Segment Start: Dataset

Issue #654, opened 2016-01-09
Incorrect plots by `plotThreshVsPerf` and `plotROCRCurves`


schiffner:
`plotThreshVsPerf` and `plotROCRCurves` show incorrect plots for `ResampleResult`s (and thus also for `list`s of `ResampleResult`s and `BenchmarkResult`s) if the curves are not aggregated. Instead of separate curves for the resampling iterations one very wiggly line is drawn.

```
library(mlr)

lrn = makeLearner("classif.lda", predict.type = "prob")
r = resample(lrn, sonar.task, cv3, measures = list(fpr, tpr, mmce))

d = generateThreshVsPerfData(r, measures = list(fpr, tpr, mmce), aggregate = FALSE)
plotThreshVsPerf(d) # not ok
plotROCCurves(d) # ok

d = generateROCRCurvesData(r, avg = "none")
plotROCRCurves(d) # not ok
```

zmjones:
I will look into this on Monday.

schiffner:
Thanks.

zmjones:
Sorry this took so long. I've now fixed the bug in the plot via `plotThreshVsPerf`. It was a somewhat subtle problem with the generation function and also a more obvious problem with the plotting functions.

Maybe we should now remove the dependency on `ROCR` though. Thoughts? I think it is weird that we rely on external measures via `ROCR` and then have our own set in mlr.

larskotthoff:
If we can remove the dependency easily, I'd be all for it.

zmjones:
As far as I am aware nothing depends on `ROCR` other than `generateROCRCurves` and `plotROCRCurves`. I will check all of this and push the fix and the dependency removal in separate commits. Maybe separate PRs as well?

larskotthoff:
Thanks, yes, separate PRs would be good if not too much hassle.

zmjones:
What are your thoughts on actually importing ggvis and shiny. Both are listed as imports in the description but are not actually loaded when mlr is attached. ggvis has one namespace conflict with another function "resolution" and so I was going to use `importFrom` and just import what is currently being used.

larskotthoff:
The latter sounds preferable (i.e. we only pull in what's necessary). Is that list still manageable or are we using so much stuff that it would become ridiculously long?

zmjones:
no it is fine i think

larskotthoff:
Ok cool then let's go for that.

schiffner:
[...]

PR #685, opened 2016-01-30
fixes issue #654

zmjones:
also added ggvis and shiny to imports on attach and fixed issues related to the ggvis threshvsperf function i also commented out the saving and temporary directory creating since we aren't testing the color of the saved svg files.


larskotthoff:
Thanks, looks good.

PR #686, opened 2016-01-30
remove ROCR plot/generate functions

zmjones:
removes ROCR for ROC curve generation and plotting, relying instead on generateThreshVsPerfData and plotThreshVsPerf/plotThreshVsPerfGGVIS and plotROCCurves. we still have ROCR in suggests because it is used for the AUC measure.


larskotthoff:
Thanks, looks good.

zmjones:
i guess i should have put this in news. would you call this an api change?

larskotthoff:
Yep, I'll update NEWS.

PR #689, opened 2016-01-30
fix typo and add test for threshold vs. performance plots (#654)

larskotthoff:


berndbischl:
This breaks travis, but the error seems unrelated. It occurs in tuneIrace.

```
1. Error: tuneIrace works with tune.threshold ----------------------------------
Assertion on 'exec.time' failed: All elements must be >= 0

```

A bit strange that the time seems to be < 0? Need to check locally

berndbischl:
I will restart travis now, to see what happens

berndbischl:
Hmm. The problem seems spurious. But I dont want this to break on CRAN. I will merge this but I want to remove the unit test based on exectime I guess, too

berndbischl:
Hmm. But it seems to be an assertion.  I will merge this now.

Issue #700, opened 2016-02-09
plotThreshVsPerf


schiffner:
Sorry, found another problem.

In the below plots there are separate lines drawn for each CV iteration, but the starting and end points are also connected, see example:

```
lrn1 = makeLearner("classif.lda", predict.type = "prob")
lrn2 = makeLearner("classif.ksvm", predict.type = "prob")
lrns = list(lrn1, lrn2)
rdesc = makeResampleDesc("CV", iters = 3)

## benchmark result
res = benchmark(lrns, tasks = sonar.task, resampling = rdesc, measures = list(mmce, auc), show.info = FALSE)
df = generateThreshVsPerfData(res, measures = list(fpr, tpr, mmce), aggregate = FALSE)
plotThreshVsPerf(df)

## list of resample results
r1 = resample(lrn1, sonar.task, rdesc, measures = ms, show.info = FALSE)
r2 = resample(lrn2, sonar.task, rdesc, measures = ms, show.info = FALSE)
df = generateThreshVsPerfData(list(r1, r2), measures = list(fpr, tpr, mmce), aggregate = FALSE)
plotThreshVsPerf(df)
```

@zmjones: Sorry, I'm playing around with the ROC tutorial page and thus found a number of issues at once. :(  Let me know if you want help here or for #699.

zmjones:
what is the `ms` measure. mmce?

zmjones:
well that looks weird. never seen that before.

schiffner:
> what is the ms measure. mmce?

Oops. I used `ms = list(auc, mmce)`, but I guess it doesn't matter.

Issue #699, opened 2016-02-09
plotROCCurves


schiffner:
Here is some nitpicky stuff I noticed about `plotROCCurves`:

* The docs for `obj` are wrong. It's an object of class `ThreshVsPerfData`.

* The docs for `measures` are misleading.
   It gives the impression that passing one single `Measure` is ok, although this makes no sense.
   It should say that you can only plot `measures` that were passed to `generateThreshVsPerfData`.

* The arg check that `measures` is a `list` of length 2, gives a confusing error message:

```
n = getTaskSize(sonar.task)
train.set = sample(n, size = round(2/3 * n))
test.set = setdiff(seq_len(n), train.set)

lrn1 = makeLearner("classif.lda", predict.type = "prob")
mod1 = train(lrn1, sonar.task, subset = train.set)
pred1 = predict(mod1, task = sonar.task, subset = test.set)

d = generateThreshVsPerfData(pred1, measures = list(mmce, fpr, tpr))
plotROCCurves(d, measures = mmce)
# Error in plotROCCurves(d, measures = mmce) : 
#   Assertion on 'measures' failed: Must have length 2, but has length 10
```

schiffner:
For threshold values exactly 0 or 1 some measure values will be `NA` / `NaN`.
At the moment `plotROCCurves` can't cope with that.

```
n = getTaskSize(sonar.task)
train.set = sample(n, size = round(2/3 * n))
test.set = setdiff(seq_len(n), train.set)

lrn1 = makeLearner("classif.lda", predict.type = "prob")
mod1 = train(lrn1, sonar.task, subset = train.set)
pred1 = predict(mod1, task = sonar.task, subset = test.set)
df = generateThreshVsPerfData(pred1, measures = list(ppv, tpr, tnr))
plotROCCurves(df)
# Error in if (diagonal & all(sapply(obj$data[, names(measures)], max) <=  : 
#   missing value where TRUE/FALSE needed

plotThreshVsPerf(df) # works

mlr:::measurePPV
# function (truth, response, positive) 
# {
#     measureTP(truth, response, positive)/sum(response == positive)
# }
```

schiffner:
A related question: `generateROCRCurvesData` etc. have been completely removed, right? I'm not sure what we agreed on. Shouldn't they be deprecated first?

zmjones:
Ok will fix the docs and will look into the other issue.

[...]

PR #701, opened 2016-02-09
fixes plotting issues in #699 and #700

zmjones:


schiffner:
Thank you very, very much for the quick fixes!!!
I installed this branch and all the tutorial examples run fine now.

Regarding #699 I noticed 2 mini things:

The axis labels in the case `pretty.names = FALSE` are not ok.
I guess the `obj$` in this line has to be removed, too:
https://github.com/zmjones/mlr/commit/82170df59302cb8bee14912c5265e47adba6d404#diff-51ee01993c76107746e819bd80050f89R371

In the docs of `plotROCCurves` there is a bracket missing:
https://github.com/zmjones/mlr/commit/82170df59302cb8bee14912c5265e47adba6d404#diff-51ee01993c76107746e819bd80050f89R329

Regarding #700 everything works fine.

zmjones:
thanks for checking it again, should be fixed now. i removed the bracket, unless you think the link to Measure should be bracketed. that did look consistent with how it is documented in arg_measures.R.

schiffner:
Thank you very much again and sorry that it took me a while to respond.

> i removed the bracket, unless you think the link to Measure should be bracketed. that did look consistent with how it is documented in arg_measures.R.

Really sorry to bother you with this, but the style guide is in favor of brackets. As far as I see
[arg_measures.R](https://github.com/mlr-org/mlr/blob/master/man-roxygen/arg_measures.R) has them, too. How about something like `[\code{list(2)} of \code{\link{Measure}}]\cr  all further explanations ...` ?

The only things open in my opinion are:
* The NA problem (https://github.com/mlr-org/mlr/issues/699#issuecomment-181937951), but there is no rush.
* Probably tests, but that does't seem to be easy and can also be done later.

@berndbischl: Is it ok if I merge once this is ready? Or does it interfere with the release?

zmjones:
No worries of course and it is no bother! I agree with you on the docs and I just pushed that change.

Further testing is on my list. The SVG tests would have caught this. I don't remember if you were on the hangout when we discussed it but @larskotthoff and I thought that the best thing to do would be to extract the default colors from the ggplot default theme, turn those into html color codes, and then insert those into the tests, rather than the hard-coded html color codes that are in there now (and broke with the latest ggplot2 release). However it is probably the case that they won't change again, so maybe this is much ado about nothing.

I forgot about the NA thing and will look into that now.

zmjones:
That is fixed now too,

berndbischl:
I will merge this in now.

- Can you close some of the issues that were dealt with here? If mini-points remain open, open up new precise ones. 

- Zach, can you please get together with Lars so we have tests again? this seems to become a problem,

schiffner:
@zmjones : Very cool, thank you so much.

@berndbischl : Both 699 and 700 are fixed completely, I will close them.

PR #704, opened 2016-02-11
re-enable hardcoded ggplot2 tests

zmjones:


berndbischl:
waiting for travis.
@zmjones if it passes, pls merge yourself

zmjones:
will do

larskotthoff:
@zmjones So the old colour definitions work again? I'm sure that they broke at some point.

zmjones:
yea they do. i guess they changed the defaults back?

larskotthoff:
Hmm ok. We'll just have to watch this space to see if they break again.

@berndbischl I don't think that disabling these tests is actually a huge drawback, as we will still find things like errors because of changed parameters without them.

zmjones:
Well the last two issues would have been caught by the tests but passed when they were disabled.

larskotthoff:
Which issues are that? #699 and #700? It doesn't sound to me like this would have been caught by checking the number of items, but maybe I'm misreading this?

zmjones:
Well it would have caught #700 anyway. There were some extra lines being drawn there which we do check.

berndbischl:
i dunno. I am much in favor of reenabling the tests, it there is an easy way to do this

Segment End: Dataset

### Work to be completed
Copy the lines from the entries above in which the word "there" appears.

### Answer area
In the below plots there are separate lines drawn for each CV iteration, but the starting and end points are also connected, see example:
In the docs of `plotROCCurves` there is a bracket missing:
* The NA problem (https://github.com/mlr-org/mlr/issues/699#issuecomment-181937951), but there is no rush.
Further testing is on my list. The SVG tests would have caught this. I don't remember if you were on the hangout when we discussed it but @larskotthoff and I thought that the best thing to do would be to extract the default colors from the ggplot default theme, turn those into html color codes, and then insert those into the tests, rather than the hard-coded html color codes that are in there now (and broke with the latest ggplot2 release). However it is probably the case that they won't change again, so maybe this is much ado about nothing.
Well it would have caught #700 anyway. There were some extra lines being drawn there which we do check.
i dunno. I am much in favor of reenabling the tests, it there is an easy way to do this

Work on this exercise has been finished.